These DAOs offer DeFi (decentralized financial) services via smart contract protocols. They use tokens to vote protocol and financial changes. Uniswap, Aave, Maker DAO, and Olympus DAO are some examples. Most DAOs manage billions.

Maker DAO was one of the first protocols ever created. It is a decentralized organization on the Ethereum blockchain that allows cryptocurrency lending and borrowing without a middleman.
Maker DAO issues DAI, a stable coin. DAI is a top-rated USD-pegged stable coin.
Maker DAO has an MKR token. These token holders are in charge of adjusting the Dai stable coin policy. Simply put, MKR tokens represent DAO “shares”.

2. Investment DAO

Investors pool their funds and make investment decisions. Investing in new businesses or art is one example. Investment DAOs help DeFi operations pool capital. The Meta Cartel DAO is a community of people who want to invest in new projects built on the Ethereum blockchain. Instead of investing one by one, they want to pool their resources and share ideas on how to make better financial decisions.

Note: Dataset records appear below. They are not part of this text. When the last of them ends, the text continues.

PR #5950, opened 2026-01-14
enh: add extinction to the photometry plot

camilledzt:


Theodlz (commented):
That's a great addition Camille, thanks! As discussed on Slack, I moved the extinction on/off button up, in the Photometry plot header to avoid us from using more height in that plot which already often overflows on the screen.

Just one bug I noticed. When showing the plot in mag (the default behavior), after applying extinction correction I can still see non detections. When showing the plot in flux, the non detections are gone.

I guess the first question is, when showing a lightcurve with extinction correction does it still make sense to show non-detections (which i don't think are corrected)? The second question would be: if we do still show them why only on the mag plot?

camilledzt:
Thank you for the review, I removed non detection points when extinction option is on on the plot. The switch to show non detection is disable when extinction option is on and there is a tooltip explaining why.

PR #5951, opened 2026-01-16
enh: add a slider to only show validated points in the photometry plot

camilledzt:
The goal of this PR is to add a slider to only show validated points in the photometry plot.


Theodlz (approved):
LGTM 🚀

PR #5952, opened 2026-01-19
Fix Gemini API url

antoine-le-calloch:
Fix Gemini API URL configuration to use different URLs according to the telescope site (North or South).

### DIFF
--- a/skyportal/facility_apis/gemini.py
+++ b/skyportal/facility_apis/gemini.py
@@ -19,10 +19,12 @@ env, cfg = load_env()
 log = make_log("facility_apis/gemini")
 
 
-def get_api_url(is_south_site=True):
+def get_api_url(program_id):
+    if not any(program_id.startswith(x) for x in ["GN", "GS"]):
+        raise ValueError("Invalid program ID, must start with GN or GS")
     prefix = (
         cfg["app.gemini.south_prefix"]
-        if is_south_site
+        if program_id.startswith("GS")
         else cfg["app.gemini.north_prefix"]
     )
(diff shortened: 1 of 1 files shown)


skyportal/facility_apis/gemini.py
```diff
@@ -303,6 +308,10 @@ def submit(request, session, **kwargs):
         if not altdata:
             raise ValueError("Missing allocation information.")
 
+        if not any(altdata.get("programid", "").startswith(x) for x in ["GN", "GS"]):
+            raise ValueError("Invalid program ID, must start with GN or GS")
```
Theodlz: @antoine-le-calloch I think there is already an `if, else if, else if` statement that validates all this

Theodlz (approved):
Thanks Antoine. I think it could have been a little easier/cleaner to pass the programid to the function you added to generate the URL, and have that handle the north vs south logic. But all in all, this works and I'm fine merging it as is. 

Feel free to merge when you are happy with it too

skyportal/facility_apis/gemini.py
antoine-le-calloch: Yep, there is, but we check other things too here, and since it's not in the same function/block, I was okay with checking it again.

antoine-le-calloch:
> Thanks Antoine. I think it could have been a little easier/cleaner to pass the programid to the function you added to generate the URL, and have that handle the north vs south logic. But all in all, this works and I'm fine merging it as is.
> 
> Feel free to merge when you are happy with it too

Done ✅

PR #5955, opened 2026-01-20
Include arcs before and after observation in SOAR configurations

antoine-le-calloch:
Add pre and post-observation arcs to SOAR configurations (requested by one of Igor's graduate students).


Theodlz (approved):
LGTM

PR #5957, opened 2026-01-21
Enh: add new username creation method

camilledzt:
The goal of this PR is to add a method to automatically generate username from first initial + last name when `username_is_email` is set to `False` in the configuration. This last step depends on this PR : https://github.com/cesium-ml/baselayer/pull/409 

Previously, when USERNAME_IS_FULL_EMAIL=False, the username was taken directly from details["username"]. Now it generates a format using the first letter of the first name + last name (ie., "Camille Douzet" => "cdouzet").

Username generation priority:
  1. USERNAME_IS_FULL_EMAIL=True: Use email as username
  2. USERNAME_IS_FULL_EMAIL=False: Use first initial + lastname, with auto-incrementing number if already exists                                                   
  3. Fallback: Use details["username"] if first_name or last_name is unavailable


Theodlz:
@camilledzt. you might be aware of that already, but we are having difficulties getting the latest baselayer to work with skyportal. So, if this depends on a baselayer change, then it can't be merge until that happens. The PR where we are trying to get baselayer latest on skyportal is #5891. Just one broken test left to fix there...

doc/setup.md
```diff
@@ -291,6 +291,14 @@ SkyPortal, you should enable multi-user login by adding Google
 credentials to the `server:auth` section of the configuration file and
 setting `debug_login` to `False`.
 
+### Username generation
+
+When `server.auth.username_is_email` is set to `True` (the default), the user's email address is used as their username.
```
Theodlz: just one thing: the username is not just the email, right? isn't it some value generated FROM the email? I don't think new accounts have their exact email address as username currently. It's a bit of a nitpick, but good to make it more precise.

skyportal/onboarding.py
```diff
@@ -104,6 +104,18 @@ def create_user(strategy, details, backend, uid, user=None, *args, **kwargs):
...
+def get_unique_username(base_username):
+    """Generate a unique username by appending a number if needed."""
+    username = base_username
+    counter = 1
+    while (
+        DBSession().scalar(sa.select(User).where(User.username == username)) is not None
+    ):
+        username = f"{base_username}{counter}"
+        counter += 1
+    return username
```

Other investment DAOs include the LAO and Friends with Benefits.

3. DAO Grant/Launchpad

In a grant DAO, community members contribute funds to a grant pool and vote on how to allocate and distribute them. These DAOs fund new DeFi projects. Those in need only need to apply. The Moloch DAO is a great Grant DAO. The tokens are used to allocate capital. Also see Gitcoin and Seedify.

4. DAO Collector

I debated whether to put it under ‘Investment DAO' or leave it alone. It's a subset of investment DAOs. This group buys non-fungible tokens, artwork, and collectibles. The market for NFTs has recently exploded, and it's time to investigate. The Pleasr DAO is a collector DAO. One copy of Wu-Tang Clan's "Once Upon a Time in Shaolin" cost the Pleasr DAO $4 million. Pleasr DAO is known for buying Doge meme NFT. Collector DAOs include the Flamingo, Mutant Cats DAO, and Constitution DAOs. Don't underestimate their websites' "childish" style. They have millions.

5. Social DAO

These are social networking and interaction platforms. For example, Decentraland DAO and Friends With Benefits DAO.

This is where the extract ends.